Tuesday, January 2, 2018

A Song of Grod Chapter One

I took this one down a while back on the grounds that The Song of Grod was going in a much different direction.  And as Grod had become the star of the show, I figured it was better to let the audience meet him first.   I figured I'd rework or just plain rewrite a scene that covers the major points of this Chapter if I ever got around to working on the story again.  

I wrote this in July of 2015.  Think about that as you read this.  

This was all meant to be SATIRE



The throne room of Columbiana had seen better days, so had the throne.

The tapestries celebrating the glorious victories of fivescore years ago and the ones glossing over the shabby defeats of threescore years ago were equally faded and tattered.  They couldn’t be removed without revealing the state of the walls they covered. The Throne Room of Columbiana  was still called the White Room but no one remembered why anymore.

The cast iron chandeliers were cracked and covered with rust, their bobeches were long broken or missing entirely, candle wax dripped freely downward upon the jittery courtiers below.

The stained glass had been replaced over the years with stained glass.  A different and altogether more disgusting way of conducting a sunlight that was clearly embarrassed to be there at all, into the throne room.

Speaking of which, the Emerald Throne itself, now consisted almost entirely of debased green glass.  Although as the Earl Earl had proudly stated during the previous regency, the glass did contain one percent real, authentic, genuine emerald.  So the throne was still considered basically sound by all right thinking economists.

The floor for what it’s worth was immaculately clean and brightly polished.  An unintended side effect of the incontinent chandeliers.  Buffing out the wax, was way easier than cleaning it up.  

Also the Regent  liked to watch the courtiers slip and fall on their butts.  It was the only thing that brightened his day at court

Lord Trelvis of Sorianonnydel,was in the half courtesy of his people. Proper kneeling being pretty much out of the question for centaurs. He stared down at his delicately manicured hooves nervously. So brightly polished for his first presentation at court that he could clearly see the wispy blonde curls of his chin beard.

Lord Trelvis licked his lips.  The Trelvis reflected in his hooves did the same.
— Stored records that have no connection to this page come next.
PR #153, opened 2016-11-04
core/leader: encapsulate leadership state

jbowens:
Return a leadership struct from `leader.Run`. This prevents the need for
callers to pass in a pg.DB to `leader.Address`. Also, it will allow
tests to write mock Leadership implementations if they need to test code
that is only run on the leader (like the in-memory reserver).

### DIFF
--- a/core/leader/leader.go
+++ b/core/leader/leader.go
@@ -13,12 +13,8 @@ import (
 	"chain/log"
 )
 
-type Leadership interface {
-	IsLeading() bool
-	Address(ctx context.Context) (string, error)
-}
-
-type leadership struct {
+// Leadership describes the leader process of Chain Core.
+type Leadership struct {
 	db      pg.DB
 	key     string
 	lead    func(context.Context)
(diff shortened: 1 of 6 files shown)


jbowens:
PTAL

core/leader/leader.go
```diff
@@ -13,18 +13,29 @@ import (
...
+}
 
-// IsLeading returns true if this process is
-// the core leader.
-func IsLeading() bool {
-	lock.Lock()
-	l := isLeading
-	lock.Unlock()
-	return l
+type leadership struct {
```
kr: Do we need the interface? It would be more conventional to export this type.

jbowens: > Do we need the interface? It would be more conventional to export this type.

The main motivation for this PR was for an interface so that this test could mock the leadership: https://github.com/chain/chain/pull/103/files#diff-319ba1ae4ee007599fec4654b2e71b6cR224

Not sure if there's a better alternative.

kr: Got it. An interface makes sense, but if possible it would be slightly better to define it in the place where it's consumed, and have this package still return concrete types.

jbowens:
updated to move interface into `chain/core`

jbowens:
rebased, PTAL

PR #158, opened 2016-11-05
docs: add Ruby documentation to bundled docs

jeffomatic:
Adds generation of Ruby docs to generate-docs command, and bundles
the results into the cored executable.

Also:
- fixes some YARD annotation bugs that was breaking generate-docs
- re-bundles the documentation

This does not add a link to the Ruby YARD documentation, which
will happen when we officially release the Ruby SDK. For now, you
can navigate to http://localhost:1999/docs/ruby/doc/index.html .


jeffomatic:
PTAL

PR #159, opened 2016-11-06
perf: only wait for confirmation

jbowens:
In perf tests, only wait until the tx is confirmed. Also, make
UtxoReservation.java a little more ambitious. I also reduced
its duration to make it a little easier to iterate quickly.


bobg:
LGTM

Issue #160, opened 2016-11-07
Tx is not "final" in certain cases


bobg:
When a transaction is constructed in multiple steps, all steps but the last one must specify "allow additional actions" to instruct the signing phase to produce signature programs that commit only to the aspects of the tx already present (so that additional actions don't invalidate the ones that have been signed). But for idempotence, and to harden against certain kinds of replay attacks, when publishing the tx [we require the presence of at least one input](https://github.com/chain/chain/blob/76a6ca04631378d869ed7bd377a64661d8fd35d7/core/txbuilder/finalize.go#L44) that commits to the tx as a whole via its hash.

But this doesn't work when the last build step involves only issuance inputs. (Exception: [when _all_ inputs are issuances](https://github.com/chain/chain/blob/76a6ca04631378d869ed7bd377a64661d8fd35d7/core/txbuilder/finalize.go#L122).) That's because the check for tx finality is looking for the specific signature program

`DATA_32 <hash> TXSIGHASH EQUAL`

but we don't use signature programs for issuances.

This is producing spurious "transaction is not final" errors.

bobg:
Correction: we _do_ use signature programs for issuances, [we simply don't check them](https://github.com/chain/chain/blob/76a6ca04631378d869ed7bd377a64661d8fd35d7/core/txbuilder/finalize.go#L92) in `checkTxSighashCommitment`.

PR #161, opened 2016-11-07
core/txbuilder: check issuance inputs as well as spends for tx finality

bobg:
Fixes https://github.com/chain/chain/issues/160

### DIFF
--- a/core/txbuilder/finalize_test.go
+++ b/core/txbuilder/finalize_test.go
@@ -25,6 +25,69 @@ import (
 	"chain/testutil"
 )
 
+func TestSighashCheck(t *testing.T) {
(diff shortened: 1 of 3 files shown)


bobg:
PTAL

core/txbuilder/finalize_test.go
```diff
@@ -25,6 +25,69 @@ import (
 	"chain/testutil"
 )
 
+func TestSighashCheck(t *testing.T) {
```
jbowens: is it possible to have this test in txbuilder so we don't need to export anything we wouldn't otherwise?

bobg: Not without considerable effort, since this test depends on `account` and `account` depends on `txbuilder`.

PR #163, opened 2016-11-08
docker/testbot: use race detector

jbowens:
When compiling cored for integration tests, compile with -race to enable
the race detector.


jbowens:
Not sure yet why the testbot step fails.

PR #164, opened 2016-11-08
core/migrate: remove not null constraint from txfeeds client_token

### LINKED ISSUE #145: /create-transaction-feed returns 500 error on null client_token param
Sending a null or undefined `client_token` param to the `/create-transaction-feed` endpoint will yield the following:

```
app=cored ... at=http.go:51 t=2016-11-02T23:07:29.398290512Z
status=500 chaincode=CH000 path=/create-transaction-feed
error="pq: null value in column \"client_token\" violates not-null constraint"
```

This is the client's problem, not the server's, so `CH000` isn't quite right here. The endpoint should either tolerate a blank idempotency token (recommended), or return a 400-class error.

tessr:
Resolves #145.

### DIFF
--- a/core/migrate/data.go
+++ b/core/migrate/data.go
@@ -30,4 +30,5 @@ var migrations = []migration{
 			height bigint DEFAULT 0 NOT NULL
 		);
 	`},
+	{Name: "2016-11-07.0.core.remove-client-token-not-null.sql", SQL: "ALTER TABLE txfeeds ALTER COLUMN client_token DROP NOT NULL;\n"},
 }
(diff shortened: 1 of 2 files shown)


tessr:
PTAL

jeffomatic:
Do we still dump the full schema?

jbowens:
yeah, we do `bin/dumpschema`

tessr:
This brave new golang migration world is too much for me.

tessr:
P

tessr:
PTAL

jeffomatic:
LGTM

PR #640, opened 2017-03-01
docs/internal: use hyphens for all tags/branches

jeffomatic:
For the future, it's easiest to use hyphens for word separators
in tag names, as opposed to a mix of hyphens and periods.


dominic:
:+1:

Clearly mocking him!  

Trelvis was nearly in tears at the sight.  He fought down the need to keep his tail from swishing worriedly from side to side.  To keep the skin on his haunches from twitching when flies landed with excruciating delicacy.  This day he had to win the approval of a mad man.

“Be up standing!”  The chamberlain called out.

Trelvis and the rest of the court rose fearfully. They knew they were in the presence of a tyrant.  

Duke Brian; regent for his father King Ronald IV, was puddled down upon the Emerald Throne, staring at his father’s court with malevolent hatred.

“Which one of you parasites is first?”  The tyrant sighed in resignation.

 The Chamberlain called out in a stentorian voice:  "The master Merda Serrano. Sculptor of...

"I know what he sculpted," growled the Duke.

A short, fat man with thickly framed glasses, wearing chausses and braies with a tunic that was  forty years out of date and was therefore on the cutting edge of fashion stepped forward.  Chin held high.  

A few members of the court crept near him.  Covertly brushing against the hem of his garments.  

Trelvis was delighted to see  this gifted artist with his own eyes.  He would have serious bragging rights among the other artists of his regiment of the King's Royal Corps of Inclusive and Diverse Archers.

"My-a patron," the Gift to the Ages, Merda Serrano addressed the tyrant haughtily, "once again I-a come-a to you-a to request my due payment for my life's work..."

"My executioner charges by the hour not the job," The Duke interrupted. "And stop speaking with that ridiculous accent.  You're from Sandwiche!"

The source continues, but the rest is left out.